PERSONAJES > AMANDA PEET: TANTO ENCANTO TODAVíA POR DESCUBRIR
› Por Mariano Kairuz
Dueña de una de esas caras que mucha gente reconoce pero no puede nombrar, Amanda Peet protagoniza 2012, la película catástrofe de Roland Emmerich, lo que significa dos cosas casi contradictorias: por un lado, que esa cara está en este momento en los cines de todo el mundo, como nunca antes; por otro, que le ha llegado la hora de interpretar esos personajes que son engullidos por cataratas de efectos digitales. Es decir, que Hollywood ya la asimiló como una figurita válida pero no imprescindible, una estrella menor e intercambiable.

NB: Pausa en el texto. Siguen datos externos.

PR #5754, opened 2025-01-16
[check_mk] sftp check

kayiwa:
our initial install had used cpanimus but and we didn't rememeber this
until the second vm was added

related to #5728

### DIFF
--- a/playbooks/utils/checkmk_add_sftp_check.yml
+++ b/playbooks/utils/checkmk_add_sftp_check.yml
@@ -9,15 +9,20 @@
     - ../group_vars/sftp/{{ runtime_env | default('staging') }}.yml
 
   tasks:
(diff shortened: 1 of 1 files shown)


playbooks/utils/checkmk_add_sftp_check.yml
```diff
@@ -9,15 +9,20 @@
...
   tasks:
-    - name: Install required Perl modules
+    - name: Set up Perl modules
       ansible.builtin.apt:
         name: "{{ item }}"
         state: present
         update_cache: true
       loop:
-        - libnet-sftp-foreign-perl
+        - cpanminus
```
sandbergja, line 18: 👍🏻

sandbergja (approved):
Thanks, @kayiwa !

Que sirve para estar ahí, haciendo de ejemplar madre de familia y deseable ex esposa (de John Cusack, con quien actúa por tercera vez, y que también se encamina injustamente a un destino de actor de saldo), corriendo cuando es necesario delante de una lluvia de rocas ardientes o esquivando una rajadura en la tierra. Una pena.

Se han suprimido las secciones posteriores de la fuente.